The juntas accused ECOWAS of failing to bolster its anti-terrorism efforts and imposing punitive sanctions after coups brought it to power—measures the bloc later lifted. Despite ECOWAS’s appeals for reconsideration and transitional guidelines to ease the exit’s impact, the AES nations stood firm, officially departing in January.

ECOWAS has since maintained an open-door policy, expressing willingness to welcome them back, but the import duty signals a widening divide.

Tensions trace back to sanctions imposed by ECOWAS after military takeovers in Mali (2021), Burkina Faso (2022), and Niger (2023), which the juntas claimed hurt their citizens more than their regimes. The AES, formed as a counterweight to ECOWAS, reflects their push for autonomy and frustration with the bloc’s approach to regional security and governance.

In a related development, Niger has also pulled out of the Multinational Joint Task Force (MNJTF), a coalition with Nigeria, Chad, and Cameroon combating Islamist insurgencies in the Lake Chad region since 2015.
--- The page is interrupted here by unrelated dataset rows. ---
Issue #56, opened 2025-03-21
[FEATURE] Reduce latency to create first row ( initial table generation time)


alamb:
**Is your feature request related to a problem? Please describe.**
Right now, there is a non trivial period of time (approx 2 seconds on release builds) generating the first row of data for any table

This is due to the fact that the text pool Distributions are loaded on first access.

This is inefficient because it happens the first time in any process (and for example, means each doc examples take many seconds as they eash run in their own 

You can see an example of how silly this is by noticing that creating the nations table SF1 (25 rows, 2Kb)  takes almost 2 seconds to create
```shell
$ time target/release/tpchgen-cli -s 1 --tables=nation --output-dir=/tmp/tpchdbgen-rs
Generation complete!

real	0m1.960s
```

While the lineitem table (6.1M rows, 759 MB) only 4.4 seconds
```shell
$ time target/release/tpchgen-cli -s 1 --tables=line-item --output-dir=/tmp/tpchdbgen-rs
Generation complete!

real	0m4.472s
```

```shell
wc /tmp/tpchdbgen-rs/nation.tbl /tmp/tpchdbgen-rs/lineitem.tbl 
      25     276    2224 /tmp/tpchdbgen-rs/nation.tbl
 6001215 35481203 759863287 /tmp/tpchdbgen-rs/lineitem.tbl
 6001240 35481479 759865511 total
```
**Describe the solution you'd like**
It would be really nice if we could reduce the time required to generate the first row. 

**Describe alternatives you've considered**
We could potentially make the actual parsing logic more efficient.

Another alternative is to automatically generate static tables at build time, using a `build.rs` build script

For example, the load script could parse the initial lines and break them up into `&'static [String]` at least to save the time on each process run

**Additional context**

alamb:
FYI @scsmithr  I am not sure if this is an important feature for you (faster initial gen time)

alamb:
I don't plan to spend much more time on this until after csv / parallel gen / parquet

scsmithr:
I can whip something up for removing the indexmap and see if that helps.

alamb:
https://github.com/clflushopt/tpchgen-rs/pull/62 cut the time by half (thanks @scsmithr !)

I profiled again 
```shell
time target/release/tpchgen-cli --tables line-item -s 0.001 --output-dir=/tmp/tpchdbgen-rs
```

That takes about a second. Almost all the time is spent copying memory around

[...]

PR #59, opened 2025-03-21
(POC): Remove some hashmap lookups in distribution lookup

scsmithr:
Partially addresses https://github.com/clflushopt/tpchgen-rs/issues/56

Also removes IndexMap

Wip. The timings are down, but there might be alternative approaches here that I may try to explore.

This approach would also remove some flexibility with what we allow in a distribution, but I don't think that matter for this.

# Timings

```
$ time cargo run --release -- -s 0.01 --output-dir=/tmp/tpchdbgen-rs-001
```

Tiny SF to capture the initialization time, not actual data generation.

`main`: 2.851s, 2.694s, 2.764s
this branch: 1.860s, 1.867s, 1.864s

### DIFF
--- a/tpchgen/Cargo.toml
+++ b/tpchgen/Cargo.toml
@@ -8,7 +8,6 @@ authors = ["clflushopt", "alamb"]
 # See ../ARCHITECTURE.md for more details
 [dependencies]
 chrono = "0.4.40"
-indexmap = "2.7.1"
 
 [dev-dependencies]
 flate2 = "1.1.0"
--- a/tpchgen/src/distribution.rs
+++ b/tpchgen/src/distribution.rs
@@ -215,28 +215,47 @@ impl DistributionLoader {
 /// Static global instance of the default distributions.
 ///
 /// Initialized once on first access.
-static DEFAULT_DISTRIBUTIONS: LazyLock<Distributions> = LazyLock::new(Distributions::default);
+static DEFAULT_DISTRIBUTIONS: LazyLock<Distributions> =
+    LazyLock::new(|| Distributions::try_load_defualt().unwrap());
 
 /// Distributions wraps all TPC-H distributions and provides methods to access them.
 #[derive(Debug, Clone)]
 pub struct Distributions {
+    articles: Distribution,
+    adjectives: Distribution,
+    adverbs: Distribution,
+    nouns: Distribution,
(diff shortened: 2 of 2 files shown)


tpchgen/Cargo.toml
```diff
@@ -8,7 +8,6 @@ authors = ["clflushopt", "alamb"]
 # See ../ARCHITECTURE.md for more details
 [dependencies]
 chrono = "0.4.40"
-indexmap = "2.7.1"
```
alamb, line 11: 👍

tpchgen/src/distribution.rs
```diff
@@ -217,28 +215,47 @@ impl DistributionLoader {
...
-    /// Creates a new distributions wrapper.
-    pub fn new(distributions: IndexMap<String, Distribution>) -> Self {
-        Distributions { distributions }
+        Ok(Distributions {
+            articles: remove_dist("articles")?,
+            adjectives: remove_dist("adjectives")?,
+            adverbs: remove_dist("adverbs")?,
+            nouns: remove_dist("nouns")?,
+            verbs: remove_dist("verbs")?,
+            auxiliaries: remove_dist("auxillaries")?, // P.S: The correct spelling is `auxiliaries` which is what we use.
```
alamb, line 255: 😆

alamb (commented):
Thanks @scsmithr  -- this is looking great. Let me know when / it is ready for a review

scsmithr:
> I started going through this PR -- the idea is really nice. I will try and bash out the conversion for the remaining distributions

Yeah my bad for the slowness here. Feel free to take it over.

My only real concern is we lose on flexibility on what distributions we can use. But that's my programmer brain talking -- in reality we only care about that one distribution file.

alamb:
> Yeah my bad for the slowness here. Feel free to take it over.

No worries -- this is a great step. I also have some ideas about how to avoid hash maps entirely. But I'll do that as a follow on PR potentially. 

Right now me and copilot are going to apply your pattern to all the remaining distributions :)

> My only real concern is we lose on flexibility on what distributions we can use. But that's my programmer brain talking -- in reality we only care about that one distribution file.

Yeah, I agree -- the TPCH data generator hasn't changed for at least 14 years. I don't think flexibility is particularly important

Issue #214, opened 2026-01-08
investigate checking for typos


kevinjqliu:
Context in https://github.com/clflushopt/tpchgen-rs/pull/213

Either in CI or in local env or both

iceberg-rust has typo check as running in CI, https://github.com/apache/iceberg-rust/blob/76cdf280231bf27ea888de15507d918392f08d44/.github/workflows/ci_typos.yml#L18

Matt711:
I punted on CI in #217, but am happy to vendor what iceberg-rust does over here if that's what we decide to do

PR #227, opened 2026-01-14
Add typos to CI

Matt711:
One more file type exclusion after #212 

- xref #214

### DIFF
--- a/.github/workflows/ci_typos.yml
+++ b/.github/workflows/ci_typos.yml
@@ -1,4 +1,4 @@
-# Copyright The Apache Software Foundation
+# Copyright The tpchgen-rs Authors
 #
 # Licensed under the Apache License, Version 2.0 (the "License");
 # you may not use this file except in compliance with the License.


.github/workflows/ci_typos.yml
```diff
@@ -0,0 +1,45 @@
+# Licensed to the Apache Software Foundation (ASF) under one
```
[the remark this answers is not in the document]
kevinjqliu: this is not an apache repo, so i dont think we should include the ASF license 😄 

but feel free to add a comment and mention its copied from https://github.com/apache/iceberg-rust/blob/76cdf280231bf27ea888de15507d918392f08d44/.github/workflows/ci_typos.yml#L18

.github/workflows/ci_typos.yml
```diff
@@ -0,0 +1,42 @@
+# Copyright The Apache Software Foundation
```
kevinjqliu: @alamb could you take a look at this license part?

kevinjqliu: thanks for catching this! that makes sense. 
this is documented in https://www.apache.org/licenses/LICENSE-2.0#apply

kevinjqliu:
```suggestion
# Copyright The tpchgen-rs Authors
```

kevinjqliu:
Thanks @Matt711 and thank you @alamb for the review!

PR #253, opened 2026-05-10
feat: dsdgen compatibility mode (with `C`)

clflushopt:
## Add C dsdgen compatibility mode and conformance tooling

This PR adds a `--compat` flag to `tpcdsgen`, fixes several inherited bugs from the Java port, and introduces a comparison script for validating output against the C dsdgen reference implementation.

### Background

TPC-DS data generation has two reference implementations: the original C `dsdgen` and the Java port used by Trino. Our Rust implementation was ported from the Java side, inheriting its behavior. This PR makes both behaviors available and correct i.e. we reproduce bugs from both versions.

We introduce a top-level `--compat trino|c` flag (default: `trino`) plumbed through the full config via a new `CompatMode` enum. The default preserves byte-for-byte compatibility with the Java/Trino implementation. Passing `--compat c` corrects known divergences to match C dsdgen (we can go the other way, defaulting to C compatibility instead).

### "Bugs fixed" I mean "behaviour replicated" under `--compat c`

**1. `reason` table: wrong row count at all scale factors**

The Java port encoded `reason` as a logarithmic-scaling table, producing 35 rows at SF1 but C dsdgen generates all 75 entries from `return_reasons.dst` for each scale factor. Under `--compat c`, `Scaling::get_row_count` returns the correct static count of 75.

**2. `*_reason_sk` foreign keys in returns tables**

`catalog_returns`, `store_returns`, and `web_returns` generate reason FKs by sampling uniformly from `1..=reason_count`. With the wrong count of 35, roughly 90% of FK values in each table diverged from C dsdgen this is fixed automatically by the reason row count fix above.

**3. `return_reasons.dst`: missing `reason 30` entry**

The inherited `.dst` file had `reason 31` duplicated at positions 30 and 31, with `reason 30` absent entirely. A corrected `return_reasons_c.dst` is introduced for the C compat path; the original file is kept for Trino compat, since the Java implementation carries the same data and its fixtures must remain byte-for-byte stable.

### C dsdgen conformance tooling

Initially I introduced `datafusion-benchmarks` as a git submodule but the repo structure got all messed up and trying to get a fix for the "Latin-1" issue as a commit in the submodule didn't workout quite as expected.

**`scripts/compare-c.py`** — a new script that compares `tpcdsgen --compat c` output against C dsdgen Parquet reference data:

- Reads `.dat` files as Latin-1 (matching both Rust and C dsdgen output encoding)
- Normalizes Parquet string values to handle mojibake from older reference data
- Sorts both sides canonically before diffing to handle ordering differences
- Reports row-count mismatches, diff percentages, and column-level diffs with `--verbose`
- Takes `--dat-dir` and `--parquet-dir` as explicit arguments — no hard-coded paths or submodule dependency

**`scripts/tpcds_schemas.py`** — standalone PyArrow schema definitions for all 24 TPC-DS tables, extracted from `apache/datafusion-benchmarks` (Apache-2.0). So no submodule needed.

### Scripts cleanup

- Replaced `ls` glob patterns with `find` for reliable JAR discovery in `bootstrap-java.sh` and `generate-fixtures.sh`
- Fixed POSIX-unsafe arithmetic in `generate-fixtures.sh`
- Hardened `benchmark.sh` with `set -euo pipefail`
- Corrected stale content in `scripts/README.md`

### Conformance results

| Mode | Result |
|---|---|
| `--compat trino` (default) | 24/24 tables pass byte-for-byte against Java reference fixtures |
| `--compat c` | 24/24 tables match C dsdgen Parquet reference at SF1 |


tpcdsgen/scripts/compare-c.py
```diff
@@ -0,0 +1,227 @@
+#!/usr/bin/env python3
```
alamb: It would be nice to consolidate the the testing / comparison for java and C

it seems like the code to compare with c is now done in python but the scripts to compare with java is done with .sh. Both are fine, but it is strange to me that they are different

```
andrewlamb@Andrews-MacBook-Pro-3:~/Software/tpchgen-rs$ ls tpcdsgen/scripts/
benchmark.sh*         clean-fixtures.sh*    compare-table.sh*     README.md             tpcds_schemas.py
bootstrap-java.sh*    compare-c.py          generate-fixtures.sh* test-all-tables.sh*
```

tpcdsgen/scripts/compare-c.py
```diff
@@ -0,0 +1,227 @@
...
+"""
+Compare Rust .dat output against C dsdgen Parquet reference.
+
+Typical workflow:
+    # 1. Obtain C dsdgen Parquet reference data, e.g. from datafusion-benchmarks:
```
alamb: I think as a follow on PR it would be good to change this verification to use the actual dbdsgen.c data generator (maybe we can pre-compute the results and check it into some repository) rather than use the parquet version -- if we go through parquet we have a potential level of indirection / modification that may mess up things

tpcdsgen/src/config/scaling.rs
```diff
@@ -1,22 +1,39 @@
-use crate::config::Table;
+use crate::config::{CompatMode, Table};
 use crate::distribution::calendar_distribution::{CalendarDistribution, CalendarWeights};
 use crate::table::Table as MetaTable;
 use crate::types::Date;
 
+/// Row count for the `reason` table under C dsdgen compatibility.
+///
+/// C dsdgen generates all 75 entries from `return_reasons.dst` at every scale
+/// factor. The Java/Trino port incorrectly used a logarithmic scaling model
```
alamb: I wonder if there is a reference / ticket we can refer to here (eg. a github link to the java source ) so it is clearer how we know this

tpcdsgen/src/distribution/return_reasons_distribution.rs
```diff
@@ -19,12 +19,26 @@ impl ReturnReasonsDistribution {
         })
     }
 
-    /// Get return reason at the specified index (getValueAtIndex)
-    pub fn get_return_reason_at_index(index: usize) -> Result<&'static str> {
-        Self::get_distribution().get_value_at_index(0, index)
+    /// C dsdgen uses a corrected .dst where `reason 30` is not a duplicate of `reason 31`.
```
alamb: same thing here -- a link to the reference / details about this divergence I think would be super helpful

tpcdsgen/main.py
```diff
@@ -0,0 +1,6 @@
+def main():
```
alamb: this seems unecessary 🤔

tpcdsgen/uv.lock
alamb, line 1: do we need to check in the uv.lock fiel?

alamb (approved):
This looks great - thank you @clflushopt 

I think there are a few more things I recommend we do as follow on PRs:
1. Pull out the CLI generation into its own crate (tpchdsgen-cli perhaps) similarly to tpchgen-cli
2. Create a tpchdsgen Arrow crate
3. Rework the verification scripts so they don't have to use parquet (they can use pre-computed tpcds data files)
I will file tickets to track these

alamb:
Typos check looks readl: https://github.com/clflushopt/tpchgen-rs/actions/runs/25615843698/job/75193615484?pr=253

alamb:
I got a little carried away this morning and made a new repo with pre-generated tpcds data: https://github.com/alamb/tpcds-data#

I'll work on a PR to your branch that uses this pre-computed data to compare again ratther than the parquet files in datafusion-benchmarks

tpcdsgen/scripts/compare-c.py
alamb: I am having good luck consolidating scripts in the following PR (a proposed update to this one)
- https://github.com/clflushopt/tpchgen-rs/pull/257

tpcdsgen/uv.lock
alamb: removed

tpcdsgen/scripts/bootstrap-trino.sh
```diff
@@ -49,32 +80,6 @@ log_error() {
     echo -e "${RED}[ERROR]${NC} $*" >&2
 }
 
-# Print usage
-usage() {
```
alamb, line 53: moved this up and consolidated the descriptions from readme and comments into a single place

I did this for all of the scripts to reduce the amount of redundancy

.github/workflows/tpcdsgen-conformance.yml
```diff
@@ -45,7 +51,7 @@ jobs:
     - name: Bootstrap Java TPC-DS implementation
       run: |
         cd tpcdsgen
-        ./scripts/bootstrap-java.sh
+        ./scripts/bootstrap-trino.sh
```
alamb, line 54: I also renamed "java" to "trino" so that it was consistent across the codebase

tpcdsgen/scripts/README.md
```diff
@@ -1,285 +1,143 @@
 # TPC-DS Test Scripts
 
-This directory contains scripts for testing the Rust TPC-DS implementation against the Java reference implementation.
+This directory contains scripts for testing the Rust TPC-DS implementation
```
alamb, line 3: I reworked this readme to be less repetitive (removed all repetitive script descriptions in favor of documentation in the script headers)

tpcdsgen/scripts/README.md
```diff
@@ -1,285 +1,143 @@
...
 ./scripts/test-all-tables.sh
 ```
 
-## Scripts
-
-### 0. `bootstrap-java.sh` - Setup Java TPC-DS Implementation
+## Quick Start — C dsdgen conformance (`--compat c`)
 
-**⚠️ Run this first!** Sets up the Java TPC-DS implementation needed for conformance testing.
+The C reference data is pre-generated and published in
```
alamb, line 56: I spent quite a while messing around with this reference data with the original (very hard to work with) dsgen binary

tpcdsgen/scripts/README.md
```diff
@@ -1,285 +1,143 @@
...
-
-**Usage:**
-```bash
-# Generate all 25 tables (recommended first run)
-./scripts/generate-fixtures.sh
+### Tables excluded from automated checks
 
-# Generate specific tables
-./scripts/generate-fixtures.sh call_center warehouse
+The following tables are excluded from automated MD5 comparison; the
```
alamb, line 76: I am still messing around with one more table (that the datafusion-benchmarks repo manually converts a ISO-LATIN-1 file into utf8. 

I hope to regenerate this file without any modifications to the dsgen generator, and then we will avoid having to have this caveat

tpcdsgen/scripts/test-all-tables.sh
```diff
@@ -99,9 +120,38 @@ ALL_TABLES=(
     "web_site"
 )
 
-# Get list of tables to test
+# Tables to skip per compat mode (in addition to dbgen_version, which is
```
alamb, line 123: this is the same as above -- i am working to remove this

tpcdsgen/tests/fixtures/scale-1-c/MD5SUMS
```diff
@@ -1,25 +1,25 @@
 cc9aabc63eb8603bd7330b6735ed0961 call_center.dat
 0bbac1b8bdcf8ce2d5f0034980ee0196 catalog_page.dat
-8460b5abd6b6ceaf6107f217b016fb23 catalog_returns.dat
+f7cc7c90d74f59cbf73c36383eaf62cc catalog_returns.dat
```
alamb, line 3: rust MD5s aren't super useful as they are regenerated from source

this is the C MD5 sums

alamb:
FYI @clflushopt -- I pushed a bunch of changes to your branch, mostly related to the verification scripts 

What do you think about merging this PR into main and continuuing to iterate there?

clflushopt:
> FYI @clflushopt -- I pushed a bunch of changes to your branch, mostly related to the verification scripts
> 
> What do you think about merging this PR into main and continuuing to iterate there?

Works for me I'll do a last pass to review things and then merge into main. Thanks !

alamb:
> > FYI @clflushopt -- I pushed a bunch of changes to your branch, mostly related to the verification scripts
> > What do you think about merging this PR into main and continuuing to iterate there?
> 
> Works for me I'll do a last pass to review things and then merge into main. Thanks !

Thank you 🙏 

After that I will file some follow on tickets

There is one table I am still fighting (related to latin-1 encoding vs utf-8) but I will also do that as a follow on

alamb:
BTW I debugged the UTF8/LATIN 1 nonsense in customer
- https://github.com/apache/datafusion-benchmarks/issues/33

I am convinced that the data in tpcds-data is correct now  -- made from an  unmodified version of the original DSGen program

So once this PR is merged I will fix the code in this repo to match

tpcdsgen/src/config/scaling.rs
clflushopt: The Trino reference is [here](https://github.com/trinodb/tpcds/blob/8a02abbba864feedc2afd078c8153d66a95bb2d4/src/main/java/io/trino/tpcds/Table.java#L201)

clflushopt: Addressed

tpcdsgen/src/distribution/return_reasons_distribution.rs
clflushopt: The divergence is [here](https://github.com/trinodb/tpcds/blob/master/src/main/resources/io/trino/tpcds/distribution/return_reasons.dst#L38) I documented it in code as well.

clflushopt:
@alamb I addressed the comments for references let me know if there is anything else left to address otherwise feel free to resolve and merge.

tpcdsgen/src/distribution/return_reasons_distribution.rs
```diff
@@ -19,7 +19,9 @@ impl ReturnReasonsDistribution {
         })
     }
 
-    /// C dsdgen uses a corrected .dst where `reason 30` is not a duplicate of `reason 31`.
+    /// C dsdgen uses a corrected .dst where `reason 30` is not a duplicate of `reason 31`[1].
+    ///
+    /// [1]: https://github.com/trinodb/tpcds/blob/master/src/main/resources/io/trino/tpcds/distribution/return_reasons.dst#L38
```
alamb, line 24: Nice -- the trino port has a typo!

alamb (approved):
Love it

tpcdsgen/scripts/README.md
alamb: Update here is I think I have sorted the issue and have regenerated the data -- I think it is now correct (what is in datafusion-benchmarks is incorrect

- https://github.com/apache/datafusion-benchmarks/issues/33

alamb:
Follow up:

> 1. Pull out the CLI generation into its own crate (tpchdsgen-cli perhaps) similarly to tpchgen-cli

- Tracking in https://github.com/clflushopt/tpchgen-rs/issues/259

> 2. Create a tpchdsgen Arrow crate

- tracking in https://github.com/clflushopt/tpchgen-rs/issues/260

> 3. Rework the verification scripts so they don't have to use parquet (they can use pre-computed tpcds data files)

This was done in this initial PR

Announced via state television on Sunday, Niger’s withdrawal aims to “reinforce security for oil sites,” according to the bulletin. This follows Chad’s earlier threat to exit after a deadly attack killed 40 soldiers last year. Niger’s departure could weaken the MNJTF’s efforts against groups like Boko Haram and the Islamic State in West Africa Province, compounding security challenges in an already volatile region.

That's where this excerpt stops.